USE_CUDA = torch.cuda.is_available()
device = torch.device("cuda" if USE_CUDA else "cpu")
print('Device: ', device)

def read_pickle(fname):
    with open(fname, 'rb') as fin:
        return pickle.load(fin)

df_train = pd.read_pickle('./data/processed/wikiqa_df_train.pickle')
df_test = pd.read_pickle('./data/processed/wikiqa_df_test.pickle')
df_test, df_val = np.split(df_test.sample(frac=1., random_state=42), 2)
emb_weights = np.load('./data/processed/index2vector.npy')

vocab_size = emb_weights.shape[0]
embed_dim = emb_weights.shape[1]

# df_train = df_train.iloc[:100]

print('Train shape: {} \n\
Test shape: {} \n\
Val shape {}: '.format(df_train.shape, df_test.shape, df_val.shape))

Device:  cuda
Train shape: (20347, 9) 
Test shape: (3058, 9) 
Val shape (3058, 9): 


In [13]:
import spacy
from torchtext import data
spacy_en = spacy.load('en')

def tokenizer(text): # create a tokenizer function
    return [tok.text for tok in spacy_en.tokenizer(text)]

QuestionID = data.Field(sequential=False, use_vocab=False)
QUESTION = data.Field(sequential=True, tokenize=tokenizer, lower=True)
DocumentID = data.Field(sequential=False, use_vocab=False)
DocumentTitle = data.Field(sequential=False, use_vocab=False)
SentenceID = data.Field(sequential=False, use_vocab=False)
SENTENCE = data.Field(sequential=True, tokenize=tokenizer, lower=True)
Label = data.Field(sequential=False, use_vocab=False)

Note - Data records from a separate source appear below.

PR #1204, opened 2022-04-05
Remove --strict option, and fail by default

### LINKED ISSUE #1199: Make --strict default and remove parameter
I think asv interface can be improved by making `--strict` parameter of the run command to be the default. It makes the command return an exit code != 0 if things break, which I think it's the behavior that user would expect.

I'll also remove the parameter, since ignoring errors can be simply done as `asv | true`.

datapythonista:
Closes #1199

`--strict` will now be the default, and the option will be removed. To ignore the exist status, for example in CI systems, `asv run || true` or similar can be used.

### DIFF
--- a/CHANGES.rst
+++ b/CHANGES.rst
@@ -6,6 +6,8 @@ New Features
 
 API Changes
 ^^^^^^^^^^^
+- ``asv run`` and ``asv continuous`` don't implement the ``--strict`` option anymore,
+  and they will always return a non-zero (i.e. ``2``) exit status if any benchmark fail.
 
 Bug Fixes
 ^^^^^^^^^
--- a/asv/commands/continuous.py
+++ b/asv/commands/continuous.py
@@ -47,10 +47,6 @@ class Continuous(Command):
         parser.add_argument(
             "--no-interleave-processes", action="store_false", dest="interleave_rounds",
             help=argparse.SUPPRESS)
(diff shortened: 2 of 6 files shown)


alimcmaster1 (approved):
Think this is sensible for consistency with other tooling - will this breaking API change warrant a new minor e.g 0.6 opposed to 0.5.2? And how come exit code 2 opposed to 1?

datapythonista:
We dropped py2 and will probably start raising few deprecation warnings, so planning 0.6.

Exiting with 2 was already implemented. I was wondering if a regular Python exception would raise 1, and 2 would mean benchmarks broke, and 1 would mean asv broke. But didn't check, so far it'll be consistent with that was implemented, we can double check what's the exit with a regular python traceback, and changes the codes if it makes sense.

yarikoptic:
overall: I welcome the changes like this!  And I do acknowledge that asv is in eternal `0.x` (like many of my projects too) so "no promises".  

But I think it is better to break API a little more gently, e.g. with a deprecation cycle (issue DeprecationWarning) so if downstream tools decide to be proactive and react proactively to become broken API (e.g. via `-WError` raising warnings to errors), they can, but also mortals which just use `asv` can keep using it for longer time without having their CIs etc get unnecessarily broken with a fresh 0.minor release of ASV.

PR #1206, opened 2022-04-05
Making the base Command class a base class, and documenting methods

datapythonista:
Just a small clean up to make command classes fail earlier if they miss a required method, and adding documentation to them.


alimcmaster1:
Looks great!

datapythonista:
Thanks for the review @alimcmaster1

train, val, test = data.TabularDataset.splits(
        path='./data/WikiQACorpus/', train='WikiQA-train.tsv',
        validation='WikiQA-dev.tsv', test='WikiQA-test.tsv', format='tsv',
        fields=[('QUESTIONID', QuestionID),
                ('QUESTION', QUESTION),
                ('DOCUMENTID', DocumentID),
                ('DOCUMENTIDTITLE', DocumentTitle),
                ('SENTENCEID', SentenceID),
                ('SENTENCE', SENTENCE),
                ('LABEL', Label)],
        skip_header=True)

In [15]:
QUESTION.build_vocab(train, vectors="glove.6B.100d")
SENTENCE.build_vocab(train, vectors="glove.6B.100d")
Label.build_vocab(train)

VOCAB = QUESTION.vocab
VOCAB.extend(SENTENCE.vocab)

In [16]:
BATCH_SIZE = 16

device = torch.device('cuda' if torch.cuda.is_available() else 'cpu')
print(device)
train_iterator, valid_iterator, test_iterator = data.BucketIterator.splits(
    (train, val, test), 
    batch_size=BATCH_SIZE, 
    device=device)

cuda


In [20]:
import math 

In [22]:
class SelfAttention():
    def __init__(self, dropout=None, positional_encoding=False):
        if dropout:
            # TODO: dropout
            raise NotImplementedError()
        if positional_encoding:
            # TODO: positional encoding
            raise NotImplementedError()
        pass

    @staticmethod
    def self_attention(query, key, value):
        d_k = value.size(-1)
        score = torch.bmm(query, key.permute(0,2,1))
        score = score / math.sqrt(d_k)
        # TODO: потенциально слабое место с направлением softmax'a.
        p_att = F.softmax(score, dim=-1)
        score = torch.bmm(p_att, value)
        return score, p_att
    
import torch.nn as nn
from torch.nn import functional as F
class MultiheadAttention(nn.Module):
    def __init__(self, n_heads, emb_size, att_size=64, dropout=None):
        super(MultiheadAttention, self).__init__()
        if dropout:
            # TODO: dropout
            raise NotImplementedError
        self.n_heads = n_heads
        self.emb_size = emb_size
        self.att_size = att_size
        self.attention = SelfAttention().self_attention
        # (W_q) n_heads times:
        self.linear_query = nn.ModuleList([nn.Linear(self.emb_size, self.att_size) for _ in range(self.n_heads)])
        # (W_k) n_heads times:
        self.linear_key = nn.ModuleList([nn.Linear(self.emb_size, self.att_size) for _ in range(self.n_heads)])
        # (W_v) n_heads times:
        self.linear_value = nn.ModuleList([nn.Linear(self.emb_size, self.att_size) for _ in range(self.n_heads)])
        # Fields for keeping attended values and attention_probabilities
        self.att_probas = []    # n_heads х n_sentences x max_len x max_len
        self.scores = []
        # Linear layer to transform concatenated heads
        self.output_linear = nn.Linear(n_heads*att_size, emb_size)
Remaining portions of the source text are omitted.